Especially Bruenor. The dwarf leaned forward in his pressing march, just as he had when they had first begun their journey back in Icewind Dale.

Red beard wagging with the intensity of his pumping stride, Bruenor found his narrow focus once again. He fell back into the dreams of his homeland, seeing the flickering shadows of the torchlight against the silver-streamed walls and the wondrous artifacts of his people’s meticulous labors. His heightened concentration on Mithril Hall over the last few months had sparked clearer, and new, memories in him, and on the road now he remembered, for the first time in more than a century, the Hall of Dumathoin.

The dwarves of Mithril Hall had made a fine living in the trade of their crafted items, but they always kept their very finest pieces, and the most precious gifts bestowed upon them from outsiders, to themselves. In a large and decorated chamber that opened wide the eyes of every visitor, the legacy of Bruenor’s ancestors sat in open display, serving as inspiration for the clan’s future artists.

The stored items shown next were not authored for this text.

PR #1305, opened 2024-08-21
fix(website): Use Ipfs reference for partial deploy on web 

FuzzB0t:
fixes https://linear.app/usecannon/issue/CAN-444/add-deployments-from-partial-deploy-file

This ticket redesigns the deploy page and removes the need to specify cannonfile url in partial deployments on the web app.

Below is an example of running a partial deployment (I ran the same thing on the current instance of the website and confirmed the error response was the same on there)

Without cannonfile ref:

https://www.loom.com/share/054e6dda24aa47aebd4f0c729ed83f61

With cannonfile ref:

https://www.loom.com/share/aa0414806f364c679e8b9978525cb5aa

Also added the ability to specify chain id on pin command since it was not pinning partial deployment hashes on other networks


packages/cli/src/commandsConfig.ts
```diff
@@ -414,7 +414,13 @@ const commandsConfig = {
         description: 'IPFS hash to write deployment data for',
       },
     ],
-    options: [...debugVerbosity],
+    options: [
```
FuzzB0t, line 417: Added chain id option to pin command because the pin command fails when trying to pin a package that was built on a live network

mjlescano (changes requested):
Currently the UI is allowing you to just paster a cannonfile without a partial deployment file, which it shouldn't:
Screenshot 2024-08-26 at 18 54 22

mjlescano:
When landing for the first time on the gitops deployment page, directly from the link or navigating, there's no radio button selected by default, when the first one should be selected:
Screenshot 2024-08-27 at 11 46 51

mjlescano (approved):

PR #1307, opened 2024-08-22
chore(website): try to consume API types from CI

nicosampler:
DO NOT MERGE


packages/website/src/hooks/api/usePackage.ts
```diff
@@ -1,10 +1,54 @@
...
+  }
+};
+
+const fetchPackageByName = async ({ queryKey }: { queryKey: string[] }) => {
+  const [, name] = queryKey;
+  try {
+    const response = await axios.get<{ total: any; data: ApiDocument[] }>(`packages/${name}`, {
+      baseURL: externalLinks.API_CANNON,
+    });
+    return response.data;
```
mjlescano, line 24: Shouldn't this be `response.data.data` ?
Not sure about the `response` object, but the API on `GET /packages/:packageName` responds with:
```json
{
  status: number,
  total: number,
  data: { ... }
}
```

mjlescano (approved):

packages/website/src/hooks/api/usePackage.ts
mjlescano: Ah perfect, just wanted to make sure that it is being used correctly on the Components

PR #1320, opened 2024-08-27
fix(cli): Refactor pin command

FuzzB0t:
This PR refactors the pin command to have its own function in the CLI, however to avoid duplicating code I think it might be better if the pin command stays within a function in the builder (named `pin` respectively) so that both the cli's `pin` command and the builder's `preparePublishPackage` function can both use the code.

Might be nice to add the ability to pin from the webapp and add a button for explicit navigation to `/ipfs` which will let you download and/or pin hashes from/to IPFS

fixes https://linear.app/usecannon/issue/CAN-467/cannon-pin-should-not-require-chain-id-when-pinning-using-an-ipfs-hash


mjlescano (approved):

dbeal-eth:
@FuzzB0t is this done? are we goingt o fix the test failures?

FuzzB0t:
> @FuzzB0t is this done? are we goingt o fix the test failures?

Yes its done, the tests are failing due to another intermittent error that has been happening on CI for a while.
Merging it now.

PR #1329, opened 2024-08-30
add snaxchain temp

dbeal-eth:


noahlitvin (changes requested):
Better to put in this file? https://github.com/usecannon/cannon/blob/main/packages/cli/src/chains.ts

PR #1344, opened 2024-09-03
chore: v2.16.8-alpha.0

FuzzB0t:


mjlescano (changes requested):
This is not going to be merged as a new stable release is going out: https://github.com/usecannon/cannon/pull/1347

PR #1346, opened 2024-09-03
feat(website): Deploy contracts through website on web deployer

dbeal-eth:
fixes https://linear.app/usecannon/issue/CAN-432/cannon-deployer-service


dbeal-eth:
this has been merged into automatic versioning because they affect a lot of the same code.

Bruenor chuckled softly at the memory of the wondrous hall and the marvelous pieces, mostly weapons and armor. He looked at Wulfgar striding beside him, and at the mighty warhammer he had crafted the year before. Aegis-fang might have hung in the Hall of Dumathoin if Bruenor’s clan still ruled Mithril Hall, sealing Bruenor’s immortality in the legacy of his people.

But watching Wulfgar handling the hammer, swinging it as easily as he would swing his own arm, Bruenor had no regrets.

The next day brought more good news. Shortly after they broke camp, the friends discovered that they had traveled farther than they had anticipated during the trials of the storm, for as they marched, the landscape around them went through subtle but definite transformations. Where before the ground had been sparsely overgrown with thin patches of scraggly weeds, a virtual sea of mud under the torrent of rain, they now found lush grasses and scattered copses of tall elms. Cresting a final ridge confirmed their suspicions, for before them lay the Dessarin Valley. A few miles ahead, swollen from the spring melt and the recent storm, and clearly visible from their high perch, the arm of the great river rolled steadily along its southbound trek.

The long winter dominated this land, but when they finally bloomed, the plants here made up for their short season with a vibrancy unmatched in all the world. Rich colors of spring surrounded the friends as they made their way down the slope to the river. The carpet of grass was so thick that they took off their boots and walked barefoot through the spongy softness. The vitality here was truly obvious, and contagious.